Hindernisse in Form von Gefahren gab es in der Menschheitsgeschichte fortlaufend. Prometheus ist ein Sinnbild für die Notwendigkeit, Hindernisse und Gefahren zu überwinden, um Fortschritt zu erlangen. Er stahl den Göttern das Feuer und brachte es den Menschen, die so ihre Kultur- und Fortschrittsgeschichte beginnen konnten. Prometheus ist eine der fiktiven Gestalten der griechischen Mythologie und damit ein Konstrukt in der Selbstbewusstwerdung der Menschen, die selbst die Ungeheuerlichkeit des Diebstahls von Kräften der Natur für die Menschen in einer Erzählung fassen, die seither in vielerlei Variationen wiederkehrt. Das Feuer brachte den Menschen nicht nur Wärme, Sicherheit und technologischen Fortschritt, sondern auch Brand und Vernichtung. Im Mythos wurde Prometheus von den Göttern bestraft, aber die Menschen wollen sich in der realen Geschichte vor allem durch weiteren Fortschritt belohnen.
So sehr der Mensch im Laufe seiner Geschichte auch ein Kulturwesen geworden ist, so ist er dennoch wie alle biologischen Wesen angetrieben von Überlebensinstinkten, die er in Konkurrenz mit anderen Lebewesen ausübt. Mauch (2019, 7) nennt den Wettbewerb der Arten auf der Erde ein allgemeines Organisationsprinzip des Lebens, das es dem Menschen aufgrund seiner besonderen Ausstattung erlaubt hat, sich stark zu vermehren und auszubreiten, sich maßlos zu verhalten. So hat der Mensch sich im Überlebenskampf sogar selbst zum Gegner gemacht und sich und der Umwelt in seinem Eroberungskampf keineswegs nur Erfolge gebracht, sondern, wie Haber (2007, 359) feststellt, sogar ökologische Fallen errichtet, die sich als gefährlich für seine weitere Evolution erweisen. Was sind solche Fallen?

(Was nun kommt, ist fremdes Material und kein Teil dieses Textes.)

PR #4237, opened 2022-09-28
ARTEMIS-4020 Using a little trick to create the Loggers

clebertsuconic:
Trick provided by Tim Bish


tests/activemq5-unit-tests/src/test/java/org/apache/activemq/transport/failover/FailoverPriorityTest.java
```diff
@@ -37,6 +37,7 @@
 import org.junit.Test;
 import org.slf4j.Logger;
 import org.slf4j.LoggerFactory;
+import java.lang.invoke.MethodHandles;
```
tabish121, line 40: This one doesn't seem like it needs the import, or it should actually use it in the logger declaration below.

tabish121 (commented):
I skimmed through them and found one case that looks like an unused import, or a bad logger declaration.

clebertsuconic:
@tabish121 I did not mean to change the tests under tests/activemq5-unit-tests... I meant to leave these alone...


I'm reverting my changes on that module... thanks for the catch!

artemis-cli/src/main/java/org/apache/activemq/artemis/cli/commands/ActionAbstract.java
```diff
@@ -185,6 +185,7 @@ the ARTEMIS_HOME variable will include back slashes (An invalid file URI charact
 
    @Override
    public Object execute(ActionContext context) throws Exception {
+      System.out.println("I'm here");
```
clebertsuconic, line 188: oops...

artemis-protocols/artemis-amqp-protocol/src/main/java/org/apache/activemq/artemis/protocol/amqp/sasl/scram/SCRAMServerSASLFactory.java
```diff
@@ -44,14 +44,16 @@
...
+import java.lang.invoke.MethodHandles;
 
 /**
  * abstract class that implements the SASL-SCRAM authentication scheme, concrete implementations
  * must supply the {@link SCRAM} type to use and be register via SPI
  */
 public abstract class SCRAMServerSASLFactory implements ServerSASLFactory {
 
-   private final Logger logger = LoggerFactory.getLogger(getClass());
+   private static final Logger logger = LoggerFactory.getLogger(MethodHandles.lookup().lookupClass());
```
gemmellr, line 55: This changes the name of the Logger, which is used for different mechanisms and passed around to related objects. The child classes should be changed to have their own static Logger and pass it via the constructor rather than creating here, to retain existing behaviour and allow distinguishing the mechanism the logging is actually for.

artemis-server/src/main/java/org/apache/activemq/artemis/core/server/impl/ActiveMQServerImpl.java
```diff
@@ -814,7 +815,7 @@ public void run() {
    }
 
    private static void checkCriticalAnalyzerLogging() {
-      Logger criticalLogger = LoggerFactory.getLogger("org.apache.activemq.artemis.utils.critical");
+      Logger criticalLogger = LoggerFactory.getLogger(MethodHandles.lookup().lookupClass());
```
gemmellr, line 818: This changes the logger name used for the check to the wrong value, the one for ActiveMQServerImpl (and so also duplicates the class-level logger), rather than "org.apache.activemq.artemis.utils.critical" used before, which is what is also referenced in the log4j2.properties config.

Should be changed to a value derived from the declaration of the original logger elsewhere (maybe declared as a constant).

artemis-server/src/main/java/org/apache/activemq/artemis/core/server/impl/FileBasedNodeManager.java
```diff
@@ -32,14 +32,15 @@
...
+import java.lang.invoke.MethodHandles;
 
 import static java.nio.file.StandardOpenOption.CREATE;
 import static java.nio.file.StandardOpenOption.READ;
 import static java.nio.file.StandardOpenOption.WRITE;
 
 public abstract class FileBasedNodeManager extends NodeManager {
 
-   private static final Logger LOGGER = LoggerFactory.getLogger(FileBasedNodeManager.class);
+   private static final Logger logger = LoggerFactory.getLogger(MethodHandles.lookup().lookupClass());
```
gemmellr, line 43: Should be deleted instead; name changed without any other uses changing, so its unused.

artemis-server/src/main/java/org/apache/activemq/artemis/spi/core/security/jaas/AbstractPrincipalLoginModule.java
```diff
@@ -31,12 +31,13 @@
...
 import org.slf4j.Logger;
 import org.slf4j.LoggerFactory;
+import java.lang.invoke.MethodHandles;
 
 /**
  * Abstract login module that uses an external authenticated principal
  */
 public abstract class AbstractPrincipalLoginModule implements AuditLoginModule {
-   private final Logger logger = LoggerFactory.getLogger(getClass());
+   private static final Logger logger = LoggerFactory.getLogger(MethodHandles.lookup().lookupClass());
```
gemmellr, line 40: Similar to earlier comments, this changes the logger used by the subclasses to all be the same name, making it no longer possible to tell which one the logging related to. Should instead make them pass in their own static logger to retain existing logging behaviour.

artemis-server/src/test/java/org/apache/activemq/artemis/tests/util/ActiveMQTestBase.java
```diff
@@ -172,17 +173,17 @@
  */
 public abstract class ActiveMQTestBase extends Assert {
 
-   private static final Logger log = LoggerFactory.getLogger(ActiveMQTestBase.class);
+   private static final Logger log = LoggerFactory.getLogger(MethodHandles.lookup().lookupClass());
```
gemmellr, line 176: Might be worth looking at why there are 3 identical Logger declarations in this class (more below this one).

tests/artemis-test-support/src/main/java/org/apache/activemq/transport/amqp/client/AmqpProtocolTracer.java
```diff
@@ -37,7 +39,7 @@
  */
 public class AmqpProtocolTracer implements ProtocolTracer, FrameBodyHandler<AmqpFrameValidator> {
 
-   private static final Logger TRACE_FRAMES = LoggerFactory.getLogger(AmqpProtocolTracer.class.getPackage().getName() + ".FRAMES");
+   private static final Logger logger = LoggerFactory.getLogger(MethodHandles.lookup().lookupClass());
```
gemmellr, line 42: Noting it changes the logger name. Maybe not an issue as its only the test client.

tests/unit-tests/src/test/java/org/apache/activemq/artemis/tests/unit/logging/AssertionLoggerTest.java
```diff
@@ -64,7 +65,7 @@ public void testInfoAMQP() throws Exception {
 
    private void validateLogging(Class<?> clazz) {
       String randomLogging = RandomUtil.randomString();
-      Logger logging = LoggerFactory.getLogger(clazz);
+      Logger logging = LoggerFactory.getLogger(MethodHandles.lookup().lookupClass());
```
gemmellr, line 68: This breaks the intent of the method, it should be restored.

artemis-core-client/src/main/java/org/apache/activemq/artemis/core/remoting/impl/ssl/DefaultOpenSSLContextFactory.java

Haber sieht mehrere Fallen, die der Mensch allein in Sorge um seine Bedürfnisse erzeugt hat. Die Kontrolle des Feuers und die Nutzung von Brennstoffen, die Herstellung von Lebensmitteln und anderen biologischen Substanzen, die Nutzung von Metallen und anderen Materialien in verschiedenen Anwendungen, einen technisch orientierten und städtisch ausgerichteten Lebensstil, eine ökonomisch und sozial regulierte Gesellschaftsorganisation gehören dazu (ebd., 359 ff.). All diese Wege können für den Menschen fortschrittlich sein, weil sie den Wohlstand erhöhen und die Überlebenssorgen besser einschätzen und begrenzen lassen. Aber sie sind zugleich auch Fallen in der Ökologie, ich nenne sie Nachhaltigkeitsfallen, weil sie das Potential haben, Grenzen des Wachstums zu überschreiten, sofern sie Schädigungen für alles Leben auf der Erde erzeugen.